In Conversation With... Mhairi Black, New Town Theatre, Edinburgh Fringe

An interview/chat with the Paisley and Renfrewshire South MP who was elected to the UK parliament in 2015 aged just 20.  After a brilliant maiden speech she has gone on to become one of the SNP's best speakers and a personality who has wide appeal, especially to younger voters.  She's also attracted more than her fair share of vituperation, especially online where her politics, and even more so her gender and sexuality, are the target of irrational abuse from the political right.

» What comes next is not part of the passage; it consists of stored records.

PR #233, opened 2013-08-22
WIP: Dki

arokem:
This is still WIP, but I think that I am about ready for others to also start taking a look at this. 

I am relying mostly on these two papers for the implementation details: 

    [1] Lu, H, Jensen, JH, Ramani, A, Helpern, JA (2006). Three-dimensional
    characterization of non-gaussian water diffusion in  humans using diffusion
    kurtosis imaging. NMR in Biomedicine 19: 236-247

    [2] Jensen, JH and Helpern JA (2010). MRI quantification of non-Gaussian
    water diffusion by kurtosis analysis. NMR in Biomedicine 23: 698-710.

However, I am trying to generalize this to cases in which measurements were conducted in different directions in the different b values. Not sure if that's legit.

PR #664, opened 2015-06-11
DKI fitting (DKI PR2) 

RafaelNH:
I am starting this work from the code that Prof. Maurizio Marrale kindly supplied.

He did a nice work on DKI fitting and estimation of standard DKI rotational invariant measures. Particularly, mean and radial kurtosis are implemented according to the analytical solution proposed by Tabesh et al., 2011 (Magn Reson Med. 65(3):823-36. doi: 10.1002/mrm.22655). 

Nevertheless, there is still plenty of work to be done on this pull request. I already remove some redundancy of code relative to DTI's module. Now I will add some documentation on the poorly documented functions, rewrite functions in PEP8 style, create some missing parts of the script for better consistency with the module for DTI reconstruction (for example signal predicted from DKI is missing). 

As suggested by @Garyfallidis on PR #233, I am also creating an example document for DKI usage (doc/example/reconst_dki). 

Finally, using testing modules, I will check if implementations are correct by comparing the output of the DKI reconstructions with the DKI simulations and comparing the MK/RK estimations to more conservative implementations of DKI invariant measures (Eqs, 11, 12, 13 and 14 of Jensen and Helpern, 2010 - NMR Biomed. 23(7):698-710. doi: 10.1002/nbm.1518)


dipy/reconst/dki.py
```diff
@@ -0,0 +1,1332 @@
...
+#    -------
+#    parameters : array-like
+#        Various parameters for the evaluation of the kurtosis tensor.
+#        
+#        References
+#        ----------
+#           [1] Tabesh, A., Jensen, J.H., Ardekani, B.A., Helpern, J.A., 2011.
+#           Estimation of tensors and tensor-derived measures in diffusional
+#           kurtosis imaging. Magn Reson Med. 65(3), 823-836
+#
```
RafaelNH: After proper documentation on each function, this will be removed

arokem:
Cool. Looks like you have your work cut out for you here. Don't forget to eliminate the duplication of the DKI design matrix function (which also appears here: https://github.com/nipy/dipy/blob/master/dipy/sims/voxel.py#L536). I think that it makes more sense to put the design matrix definition in this module, and then to import it from here to the simulations.

dipy/reconst/dki.py
```diff
@@ -0,0 +1,1326 @@
...
+""" Classes and functions for fitting tensors """
+from __future__ import division, print_function, absolute_import
+
+import warnings
+
+import numpy as np
+
+import scipy.optimize as opt
+
+from dipy.reconst.dti import (fractional_anisotropy, geoderic_anisotropy,
```
omarocegueda: Typo: `geoderic_anisotropy`-->`geodesic_anisotropy`, this is causing the Travis build failure

dipy/reconst/dki.py
```diff
@@ -0,0 +1,1606 @@
...
+
+    # These for loops can be avoid using kt symmetry properties. If this
+    # simplification is done we don't need also to reconstruct the full kt
+    # tensor
+    for il in range(3):
+        for jl in range(3):
+            for kl in range(3):
+                for ll in range(3):
+                    multiplyB = B[il][indi]*B[jl][indj]*B[kl][indk]*B[ll][indl]
+                    Wre = Wre + multiplyB * W4D[il][jl][kl][ll]
```
MrBago: numpy indexing is done by, `W4D[il, jl, kl, ll]`. The other way works sometimes, but can cause bugs.

dipy/reconst/dki.py
```diff
@@ -0,0 +1,1606 @@
...
+        dki_params[vox] = _wls_iter(design_matrix, inv_design, data_flat[vox],
+                                    min_signal, min_diffusivity)
+
+    # Reshape data according to the input data shape
+    dki_params = dki_params.reshape((data.shape[:-1]) + (27,))
+
+    return dki_params
+
+
+def _wls_iter(design_matrix, inv_design, sig, min_signal, min_diffusivity):
```
MrBago: This function seems to be very close to the similar function it dipy.reconst.dti, could this function call the other function to avoid code duplication?

dipy/reconst/dki.py
```diff
@@ -0,0 +1,1606 @@
...
+    MD = mean_diffusivity(evals)
+
+    # Initialize AKC matrix
+    V = sphere.vertices
+    AKC = np.zeros((len(kt), len(V)))
+
+    # loop over all voxels
+    for vox in range(len(kt)):
+        R = evecs[vox]
+        dt = lower_triangular(np.dot(np.dot(R, np.diag(evals[vox])), R.T))
```
MrBago: I believe there is a function in `reconst.dti` that computes the lower triangular elements from the evals/evecs that might be more efficient than this.

dipy/reconst/dki.py
```diff
@@ -0,0 +1,1606 @@
...
+        if mask is None:
+            out_shape = data.shape[:-1] + (-1, )
+            dki_params = params_in_mask.reshape(out_shape)
+        else:
+            dki_params = np.zeros(data.shape[:-1] + (27,))
+            dki_params[mask, :] = params_in_mask
+
+        return DKIFit(self, dki_params)
+
+    def predict(self, dki_params, S0=1):
```
MrBago: The predict method should take an optional gtab argument so that predictions can be made on arbitrary gradient sets.

MrBago:
I like this PR but it's pretty long, I wasn't able to review it in detail. One concern I have is that the math looks very dense. Has anyone looked to see if the long expressions can be vectorized or better implemented using linear algebra operations? When I see `V[:, 0] * V[:, 1] * dt[1] + ...` I think we should be either using broadcasting or linear algebra but I'm not sure in this case.

dipy/reconst/dki.py
```diff
@@ -0,0 +1,1634 @@
...
+from dipy.data import get_sphere
+from ..core.gradients import gradient_table
+from ..core.geometry import vector_norm
+from ..core.sphere import Sphere
+from .vec_val_sum import vec_val_vect
+from ..core.onetime import auto_attr
+from .base import ReconstModel
+
+
+def rdpython(x,y,z):
```
Garyfallidis: rdpython? change name please.

dipy/reconst/dki.py
```diff
@@ -0,0 +1,1634 @@
...
+    r"""
```
Garyfallidis: Hi @RafaelNH and @arokem,

Many of the functions need correction for PEP8 and the math equations will not render as they are in docstrings.
Please you save some good time to correct these.

Also in your functions you usually write WIP in the documentation. This is not a recommended practice. Try to write the documentation of your functions as you go. Otherwise you will end up with bad documentation (quickly written). As you write a function and you still have good memory of what it does it is easier to write the documentation. It makes it easier also for us to give you good reviews.

dipy/reconst/dki.py
```diff
@@ -0,0 +1,1634 @@
...
+    WIP
+    """
+    d1mach=np.zeros(5)
+    d1mach[0]=1.1*10**(-308)
```
Garyfallidis: pep8: space between operators. Please correct everywhere.

dipy/reconst/dki.py
```diff
@@ -0,0 +1,1634 @@
...
+    ec = ea - eb
+    ed = ea - 6.0*eb
+    ef = ed + ec + ec
+    s1 = ed*(-c1+0.250*c3*ed-1.50*c4*zndev*ef)
+    s2 = zndev*(c2*ef+zndev*(-c3*ec+zndev*c4*ea))
+    drd = 3.0*sigma + power4*(1.0+s1+s2)/(mu*np.sqrt(mu))
+    return drd
+
+
+def rfpython(x,y,z):
```
Garyfallidis: This function name is not clear. Is "python" really useful here? And what rf means?

dipy/reconst/dki.py
```diff
@@ -0,0 +1,1634 @@
...
+
+  ### the following condition has to be checked ###
+    indexesxcond3=np.logical_or.reduce(abc<=0)
+    Carray[indexesxcond3]=0   
+    return Carray  
+
+
+def F1m(a,b,c):
+    """
+    Helper function that computes function $F_1$ which is required to compute
```
Garyfallidis: It is recommended to start the documentation from the first line of the comments.
""" Helper function

dipy/reconst/dki.py
```diff
@@ -0,0 +1,1634 @@
...
+    the analytical solution of the Mean kurtosis.
+    
+    Parameters
+    ----------
+    a : ndarray (...)
```
Garyfallidis: Here the parentheses are not informative. Look at other dipy functions for inspirations of how to explain your variables.

dipy/reconst/dki.py
```diff
@@ -0,0 +1,1634 @@
...
+    Returns
+    -------
+    F1 : array
+       Value of the function $F_1$ given the parameters a, b, and c
+
+    Notes
+    --------
+    Function F_1 is defined as [1]_:
+
+    \begin{multline}
```
Garyfallidis: I bet that this equation here does not render correctly.

dipy/reconst/dki.py
Garyfallidis: So, what do you mean here that your variables can have any dimensions? Please clarify.

dipy/reconst/dki.py
```diff
@@ -0,0 +1,1634 @@
...
+    -------
+    mk : array
+        Calculated MK.
+
+    Notes
+    --------
+    The MK analytical solution is calculated using the following equation [2]_:
+
+    .. math::
+
```
Garyfallidis: There is a lot of math here. Make sure that this documentation renders correctly.

dipy/reconst/dki.py
```diff
@@ -0,0 +1,1634 @@
...
+    \end{multline}
+
+    References
+    ----------
+    .. [1] Tabesh, A., Jensen, J.H., Ardekani, B.A., Helpern, J.A., 2011.
+           Estimation of tensors and tensor-derived measures in diffusional
+           kurtosis imaging. Magn Reson Med. 65(3), 823-836
+    """
+    # Float error used to compare two floats, abs(l1 - l2) < er for l1 = l2 
+    er = 1e-10
```
Garyfallidis: An easier and more robust way to get the machine epsilon across different architectures for a 
given float type is to use np.finfo():

print(np.finfo(float).eps)
# 2.22044604925e-16

print(np.finfo(np.float32).eps)
# 1.19209e-07

So, 1e-10 that you use here could be not enough for 64bit and too low for 32bit.

dipy/reconst/dki.py
```diff
@@ -0,0 +1,1634 @@
...
+    """
+    if sphere == None:
+        MK = _MK_analytical_solution(dki_params)
+    else:
+        MK = np.mean(apparent_kurtosis_coef(dki_params, sphere), axis=-1)
+
+    return MK
+
+
+def _MK_analytical_solution(dki_params):
```
Garyfallidis: In python we try to not use capital letters in function names. But we use capital letters in classes.

dipy/reconst/dki.py
```diff
@@ -0,0 +1,1634 @@
...
+    6 * V[:, 0] * V[:, 0] * V[:, 2] * V[:, 2] * kt[10] + \
+    6 * V[:, 1] * V[:, 1] * V[:, 2] * V[:, 2] * kt[11] + \
+    12 * V[:, 0] * V[:, 0] * V[:, 1] * V[:, 2] * kt[12] + \
+    12 * V[:, 0] * V[:, 1] * V[:, 1] * V[:, 2] * kt[13] + \
+    12 * V[:, 0] * V[:, 1] * V[:, 2] * V[:, 2] * kt[14]
+
+    return (MD/ADC) ** 2 * AKC
+
+
+def DKI_prediction(dki_params, gtab, S0=150, snr=None):
```
Garyfallidis: Again here you use capital letters in function names. Please correct everywhere.

dipy/reconst/dki.py
```diff
@@ -0,0 +1,1634 @@
...
+        DT = np.dot(np.dot(fevecs[v], np.diag(fevals[v])), fevecs[v].T)
+        pred_sig[v] = DKI_signal(gtab, lower_triangular(DT), fkt[v], S0, snr)
+
+    # Reshape data according to the shape of dki_params
+    pred_sig = pred_sig.reshape(dki_params.shape + len(pred_sig))
+
+    return pred_sig
+
+
+class DKIModel(ReconstModel):
```
Garyfallidis: Non standard naming for class. Please write
class DiffusionKurtosisModel

dipy/reconst/dki.py
```diff
@@ -0,0 +1,1634 @@
...
+            The gradient table for this prediction
+
+        S0 : float or ndarray (optional)
+            The non diffusion-weighted signal in every voxel, or across all
+            voxels. Default: 1
+        """
+        return DKI_prediction(dki_params, self.gtab, S0)
+
+
+class DKIFit(TensorFit):
```
Garyfallidis: Same as above. Please write
DiffusionKurtosisFit

Using longer and more expressive names rather than shortcuts make the code much easier to read. 
Having as much readable code as we can is one of our missions. Keep it up!

dipy/reconst/dki.py
```diff
@@ -0,0 +1,1634 @@
...
+        Parameters are ordered as follow:
+            1) Three diffusion tensor's eingenvalues
+            2) Three lines of the eigenvector matrix each containing the first
+               second and third coordinates of the eigenvector
+            3) Fifteen elements of the kurtosis tensor 
+
+    See Also
+    --------
+    decompose_tensors
+
```
Garyfallidis: Reduce unneeded blank lines in docstrings.

dipy/reconst/dki.py
```diff
@@ -0,0 +1,1634 @@
...
+        Fifteen elements of the kurtosis tensor
+    """    
+    evals = dki_params[..., :3]
+    evecs = dki_params[..., 3:12].reshape(dki_params.shape[:-1] + (3, 3))
+    kt = dki_params[..., 12:]
+    
+    return evals, evecs, kt
+
+
+def dki_design_matrix(gtab):
```
Garyfallidis: Because you are already at dki.py module there is no reason repeating dki in front of function names. So, you can use design_matrix here rather than dki_design_matrix.
Now someone would say that that could be a problem if you want to call design_matrix from two different models e.g. dti and dki. In that case you can write
```
from dipy.reconst.dti import design_matrix as dti_design_matrix
from dipy.reconst.dki import design_matrix as dki_design_matrix
```
and resolve any naming issues.

dipy/reconst/tests/test_dki.py
```diff
@@ -0,0 +1,315 @@
...
+
+import numpy as np
+
+from nose.tools import (assert_true, assert_equal,
+                        assert_almost_equal, assert_raises)
+from numpy.testing import (assert_array_equal, assert_array_almost_equal,
+                           assert_)
+
+from dipy.sims.voxel import multi_tensor_dki
+
```
Garyfallidis: remove blank line

dipy/reconst/tests/test_dki.py
```diff
@@ -0,0 +1,315 @@
...
+import dipy.reconst.dti as dti
+
```
Garyfallidis: as above

dipy/reconst/tests/test_dki.py
```diff
@@ -0,0 +1,315 @@
...
+                                   axis=0)
+
+# Since KT is spherical, in all directions AKC and MK should be
+f = 0.5
+Dg = f*Di + (1-f)*De
+Kref_sphere = 3 * f * (1-f) * ((Di-De) / Dg) ** 2
+
+
+def test_dki_fits():
+    """DKI fits are tested on noise free simulates"""
```
Garyfallidis: simulations

doc/examples/reconst_dki.py
```diff
@@ -0,0 +1,314 @@
...
+=====================================================================
+
+The diffusion kurtois model is an expansion of the diffusion tensor model. In
+addition to the diffusio tensor (DT), the diffusion kurtosis model quantifies
+the diffusion kurtosis tensor (KT) which measures the degree to which water
+diffusion in biologic tissues is non-Gaussian [Jensen2005]_. Measurements of
+non-Gaussian diffusion are of interest since they can be used to charaterize
+tissue microstructural heterogeneity [Jensen2010]_ and to derive concrete
+biophysical parameters as the density of axonal fibres and diffusion tortuosity
+[Fierem2011]_. Moreover, DKI can be used to resolve crossing fibers on
```
Garyfallidis: Correct english please. I would stop at crossing fibers. On tractography doesn't read well.

doc/examples/reconst_dki.py
```diff
@@ -0,0 +1,314 @@
...
+                    & ... \\
+                    & W_{xyyy} & W_{yyyz} & W_{xzzz} & W_{yzzz} & W_{xxyy}
+                    & ... \\
+                    & W_{xxzz} & W_{yyzz} & W_{xxyz} & W_{xyyz} & W_{xyzz}
+                    & & )\end{matrix}
+
+In the following example we show how to reconstruct your diffusion multi-shell
+datasets using the kurtosis tensor model.
+
+First import the necessary modules:
```
Garyfallidis: There is no need to explain the imports. We did that already in some other tutorials. There is no need to repeat the same information.

arokem: What if this is the first tutorial a person reads? I don't know that we can
assume that users will read other tutorials before this one, if all they
want is to do DKI.

dipy/reconst/dki.py
arokem: Hi @garyfallidis. Thanks for all the comments!

The "WIP" markers here are to tell you that these functions are still work
in progress, and will change substantially before they are really ready for
review. For now, it would be good to focus on the code below line 435 or so
of this file (`def mean_kurtosis`). In particular, we are still working
through the math of the first few functions, and when we sort it all out,
there will also be clearer documentation here.

arokem: More specifically to your point: these functions are taken from Maurizio's
implementation, so they were copy pasted verbatim in here. As mentioned, we
need to still fully understand these implementations (and verify them
through tests), but once we have that under control, we can also document
them. In principle, I absolutely agree with you that documenting as you
implement is much better.

dipy/reconst/dki.py
RafaelNH: The function dipy.recont.dti is implemented specifically for the DTI, so we cannot call this function here. This will be only possible if we generalize the DTI fitting algorithms. For this, we have to remove the decompose_tensor step and change the variable output format. Tensor decomposition have to be done instead in the main. This changes are feasible, however I will recommend doing this in another pull request, this one is getting long.

dipy/reconst/dki.py
RafaelNH: Indeed, I am importing the function lower_triangular from reconst.dti

dipy/reconst/dki.py
RafaelNH: Does this really make sense for the predict function defined in the class KurtosisModel? Why should you define a class model with a gtab just to make a prediction with a given model parameters and a different gradient set, if you can do it directly for function dki_prediction without defining any class? 

If you think this should be done, this change is trivial. However, I will recommend doing this also in reconst.dti to keep consistency.

dipy/reconst/dki.py
RafaelNH: Hi @Garyfallidis!
As @arokem mentioned the functions marked in WIP are still in the version taken from Mauruzio's. Normally, I write the documentation at the same time that I am writing the functions. In this case, I am writing the documentation at the same time that I am revising the articles and the same time that I am correcting the code :).

dipy/reconst/dki.py
RafaelNH: Cool!!!!

RafaelNH:
@MrBago and @Garyfallidis - thanks for the comments! Indeed this PR was to long!

As suggested by @arokem, I removed for now all the functions regarding the estimation of standard kurtosis measures. This PR contains now only the methods for fitting the diffusion and kurtosis tensor from the DKI model (as the PR title suggests). Standard rotational invariant kurtosis measures will be submitted on a third PR after the revision of this one.

Please let me know what further changes should be done to complete this PR. Further comments are more than welcome =).

dipy/reconst/dki.py
```diff
@@ -0,0 +1,743 @@
...
+        cause quite a lot of noise in diffusion based metrics, diffusivity
+        values smaller than `min_diffusivity` are replaced with
+        `min_diffusivity`. defaut = 0
+
+    min_kurtosis : float (optional)
+        Because high amplitude negative values of kurtosis are not physicaly
+        and biologicaly pluasible, and these causes huge artefacts in kurtosis
+        based measures, directional kurtosis values than `min_kurtosis` are
+        replaced with `min_kurtosis`. defaut = -1
+
```
arokem: `Returns`?

dipy/reconst/dki.py
```diff
@@ -0,0 +1,743 @@
...
+        ----------
+        dki_params : ndarray (x, y, z, 27) or (n, 27)
+            All parameters estimated from the diffusion kurtosis model.
+            Parameters are ordered as follow:
+                1) Three diffusion tensor's eingenvalues
+                2) Three lines of the eigenvector matrix each containing the
+                   first, second and third coordinates of the eigenvector
+                3) Fifteen elements of the kurtosis tensor
+
+        gtab : a GradientTable class instance
```
arokem: Whoops. This is not a parameter here.

dipy/reconst/dki.py
```diff
@@ -0,0 +1,743 @@
...
+
+        S0 : float or ndarray (optional)
+            The non diffusion-weighted signal in every voxel, or across all
+            voxels. Default: 1
+        """
+        return dki_prediction(dki_params, self.gtab, S0)
+
+
+class DiffusionKurtosisFit(TensorFit):
+
```
arokem: Top-level docstring for this class

dipy/reconst/dki.py
```diff
@@ -0,0 +1,743 @@
...
+    def __init__(self, model, model_params):
+        """ Initialize a DiffusionKurtosisFit class instance.
+
```
arokem: Docstring should explain the parameters

dipy/reconst/dki.py
```diff
@@ -0,0 +1,743 @@
+#!/usr/bin/python
+""" Classes and functions for fitting tensors """
```
arokem: This top-level docstring seems to be wrong...

dipy/reconst/dki.py
```diff
@@ -0,0 +1,743 @@
...
+        ----------
+        sphere : Sphere class instance
+
+        Returns
+        -------
+        akc : ndarray
+           The estimates of the apparent kurtosis coefficient in every
+           direction on the input sphere
+
+        Notes
```
arokem: This `Notes` section needs to be rewritten

dipy/reconst/dki.py
```diff
@@ -0,0 +1,743 @@
...
+        .. math ::
+
+            ADC = \vec{b} Q \vec{b}^T
+
+        Where Q is the quadratic form of the tensor.
+        """
+        return apparent_kurtosis_coef(self.model_params, sphere)
+
+    def dki_predict(self, gtab, S0=1):
+        r""" Given a DKI model fit, predict the signal on the vertices of a
```
arokem: More accurate to say that the prediction is made for a gradient table, rather than a sphere

dipy/reconst/dki.py
```diff
@@ -0,0 +1,743 @@
...
+    wls_fit_dki
+
+    References
+    ----------
+       [1] Tabesh, A., Jensen, J.H., Ardekani, B.A., Helpern, J.A., 2011.
+           Estimation of tensors and tensor-derived measures in diffusional
+           kurtosis imaging. Magn Reson Med. 65(3), 823-836
+    """
+
+    tol = 1e-6
```
arokem: Could we make the tolerance an argument, with this default value, rather than have it be a hard-coded constant? I understand this is a tolerance that defines the minimal diffusivity allowed in the solution. Is that correct? Maybe give this variable a more informative name?

dipy/reconst/dki.py
```diff
@@ -0,0 +1,743 @@
...
+    if min_signal <= 0:
```
arokem: For dealing with minimum signal, I prefer the solution we eventually implement in the DTI module: 

See this PR for the details: https://github.com/nipy/dipy/pull/498

dipy/reconst/dki.py
```diff
@@ -0,0 +1,743 @@
...
+    -------
+    dki_params : array (27, )
+        All parameters estimated from the diffusion kurtosis model.
+        Parameters are ordered as follow:
+            1) Three diffusion tensor's eingenvalues
+            2) Three lines of the eigenvector matrix each containing the first,
+               second and third coordinates of the eigenvector
+            3) Fifteen elements of the kurtosis tensor
+    """
+    A = design_matrix
```
arokem: Is this just a convenience so that the code is easier to read below?

doc/examples/reconst_dki.py
```diff
@@ -0,0 +1,270 @@
...
+"""
+
+FA = dkifit.fa
+MD = dkifit.md
+AD = dkifit.ad
+RD = dkifit.rd
+
+"""
+Note that these DTI standard measures could also be computed from Dipy's DTI
+module. However, DTI models is only viable for b-values < 1500 $s.mm^{-2}$. For
```
arokem: In what sense is DTI "only viable for b-values < 1500"? It provides a very accurate fit to the data even for 2k and 4k.

doc/examples/reconst_dki.py
```diff
@@ -0,0 +1,270 @@
...
+=====================================================================
+
+The diffusion kurtois model is an expansion of the diffusion tensor model. In
+addition to the diffusion tensor (DT), the diffusion kurtosis model quantifies
+the degree to which water diffusion in biologic tissues is non-Gaussian using
+the kurtosis tensor [Jensen2005]_. Measurements of non-Gaussian diffusion are
+of interest because they can be used to charaterize tissue microstructural
+heterogeneity [Jensen2010]_ and to derive concrete biophysical parameters as
+the density of axonal fibres and diffusion tortuosity [Fierem2011]_. Moreover,
+DKI can be used to resolve crossing fibers on tractography and to obtain
```
arokem: "on tractography" => "in tractography"

doc/examples/reconst_dki.py
```diff
@@ -0,0 +1,270 @@
...
+datasets using the kurtosis tensor model.
+
+First import Dipy's DKI module:
+
+"""
+
+import dipy.reconst.dki as dki
+
+"""
+DKI requires multi shell data, i.e. data acquired from more than one non-zero
```
arokem: "multi shell" => "multi-shell"

doc/examples/reconst_dki.py
```diff
@@ -0,0 +1,270 @@
...
+from dipy.data import read_sherbrooke_3shell
+
+img, gtab = read_sherbrooke_3shell()
+
+data = img.get_data()
+
+"""
+img contains a nibabel Nifti1Image object (with the data) and gtab contains a
+GradientTable object with information about the b-values and b-vectors. The
+b-values used on the loaded dataset are visualized above
```
arokem: Do you mean "visualized below"?

doc/examples/reconst_dki.py
```diff
@@ -0,0 +1,270 @@
...
+fig1.savefig('HARDI193_bvalues.png')
+
+"""
+.. figure:: HARDI193_bvalues.png
+   :align: center
+   **b-values of the loaded dataset**.
+
+From the figure above, we can check that the loaded dataset contains three
+non-zero b-values as required for DKI. However the highest b-value of 3500
+$s.mm^{-2}$ is higher than normally used on DKI. Since DKI negletes diffusion
```
arokem: "negletes" => "neglects"

doc/examples/reconst_dki.py
```diff
@@ -0,0 +1,270 @@
...
+signal components higher than the 4th order KT, a upper bound of b-value < 3000
+$s.mm^{-2}$ is normally implied to insure the fitting viability[Jensen2010]_.
```
arokem: Again, I am not sure what "viability" means here.

dipy/reconst/dki.py
RafaelNH: Yup! Should I avoid this?

arokem: No - it's fine. Maybe just add a comment.

arokem:
Are you all done here? 

I am hoping that the recent failures on Travis were just some weird glitch. If this comes back green, is this ready for a merge? Anyone else have any comments at this point?

RafaelNH:
I am trying to understand why Travis is failing. The problem happens when I try to import the design_matrix function from dipy.reconst.dki to dipy.sims.voxel. I am defining again the function design_matrix on dipy.sims.voxel to overcame the Travis failures. Anyone have a clue on how we can define this function directly on dipy.reconst.dki and importing it to the simulations without having this failure?

RafaelNH:
Does anyone have suggestions on how to sort the problem that I mentioned on my previous comment?

Anyone have any comments before merging this pull request?

arokem:
Oh - sorry -  I missed that last comment. We definitely need to resolve this first. Might  be a circular import, or some-such. Will take a look.

arokem:
Definitely a circular import:

dki => dti => data => sims => dki

arokem:
Still thinking of a solution

arokem:
This is my proposal: https://github.com/RafaelNH/dipy/pull/1

The idea I have is to create a `reconst.utils` module that will contain the implementation of `dki_design_matrix`, and then import from here both in `dki` and in `sims.voxel`

RafaelNH:
I think I answer all your comments regarding this Pull request. Are there any other aspect that I should address at this point? Or is this ready to be merged?

arokem:
This is good to go from my end. Let's give others a few days to take a look. If no one objects, I will merge this on Monday.

arokem:
I'm going ahead and merging this. It will be quickly followed by the next PR in the series, so feel free to comment on any of this for the next PR as well.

Journalist Graham Spiers introduced her to an enthusiastic (and strongly pro-Indy) audience and undertook the questioning.  Her early life, earliest political memories, the environment that influenced her views, moving swiftly on to her selection as a candidate and subsequent election.  She loves the aspect of being an MP that involves helping constituents, but hates the "crap" of being in parliament.  And it's her experiences of life at Westminster that are the most illuminating, an insider's view confirming just how out of date and out of touch the House of Commons is, "a club masquerading as a parliament".  Her description of the voting procedures was hilarious, but highlighted what a waste of public money they involve and that this supposedly democratic institution is simply not fit for purpose.

She talked about other MPs.  Jacob Rees-Mogg was always civil, polite, honest, and easy to talk to, but a man of vile, bigoted views and very dangerous.  The only thing she feels in common with May is that neither of them knows how brexit will end, and Corbyn has been a huge disappointment in compromising his beliefs to bend to the perceived views of the English middle class.  Black sees no need for a second EU referendum, when there was such a clear result in the first - this country voted convincingly to remain in.   It's clear her belief that Scotland suffers from being in the union has only been strengthened from the evidence her job has given her.

Black remains, as yet, largely unaffected by her time in the artificial bubble of an archaic establishment, still as fresh and funny and sharp as she was 3 years ago, but with that added experience informing her views.  We need more like her.